In one of my scripts I’m using the following infinite loop to check for an active internet connection:
def online_check():
try:
con = urllib2.urlopen("http://www.google.com/")
data = con.read()
logging.debug('{0} Reached the host. Exiting online_check'.format(time.strftime('[ %H:%M:%S ]')))
except:
logging.debug('{0} Could not reach host trying again in 3 seconds'.format(time.strftime('[ %H:%M:%S ]')))
time.sleep(3)
online_check()
I am aware that this is not a very elegant solution but the problem is that when I start my script it will sometimes call the online_check method and get stuck in the middle of it (Once in roughly 200 attempts). The script is still running and no exception is thrown; the script is just stuck. I can press CTRL+C (Even after hours of the script being stuck) and it will just throw an exception and continue with the next online_check. I also rewrote the script to check for an IP address in ‘ifconfig’ as opposed to pinging google, unfortunately with similar results.
What am I doing wrong? Can I rewrite the script so this never happens? Is there something I can do to find out what is happening here?
Help is greatly appreciated. Btw. I’m using Python2.7.1 and I’ve tried this script both on Linux and Mac.
P.S: If you have recommendations for designing a method that checks for connectivity without using bandwidth and minimal overhead, I’d be more than happy to hear it.

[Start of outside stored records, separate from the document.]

PR #427, opened 2025-11-25
Add away toggle for TAs

### LINKED ISSUE #171: Re-add "away" toggle for TAs
**Description**

Once upon a time, I believe kevin added a way for TAs to toggle if they are currently away. This got commented out at some point and i have no idea why, maybe ask him.

ribhavsharma:
# Description

Adds back an away toggle for TAs per queue.

Closes #171 

## Type of change

- [ ] This change requires a database query to update old data on production. This query is below

# Checklist:

# Screenshot

image


packages/frontend/app/(dashboard)/course/[cid]/queue/[qid]/components/QueueInfoColumn.tsx
```diff
@@ -58,15 +60,21 @@ const QueueInfoColumn: React.FC<QueueInfoColumnProps> = ({
...
-  // };
+  const me = queue?.staffList?.find((s) => s.id === userInfo?.id)
+  const isAway = me?.extraStatus === ExtraTAStatus.AWAY
+  const [savingAway, setSavingAway] = useState(false)
+  const toggleAway = async (checked: boolean) => {
+    // checked = Answering; unchecked = Away
+    const newStatus = checked ? null : ExtraTAStatus.AWAY
+    try {
+      setSavingAway(true)
+      await API.taStatus.setExtraStatus(cid, queueId, newStatus)
```
Comment (AdamFipke) [inline packages/frontend/app/(dashboard)/course/[cid]/queue/[qid]/components/QueueInfoColumn.tsx]: probably should add a catch for this

packages/frontend/app/(dashboard)/course/[cid]/queue/[qid]/components/QueueInfoColumn.tsx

In addition to the infinite recursion (CPython as far as I’m aware doesn’t support optimized tail-end recursion), you are not closing your connection.
You might be hitting some kind of connection limit either with the OS or with Google when it retries. This probably happens before reaching max recursion depth which is why you don’t get an exception.
The connection would normally close when it get garbage collected, but I think because of the recursion the variable doesn’t completely go out of scope until the recursion ends.
Also as @senderle mentioned, you should try to catch a more specific error.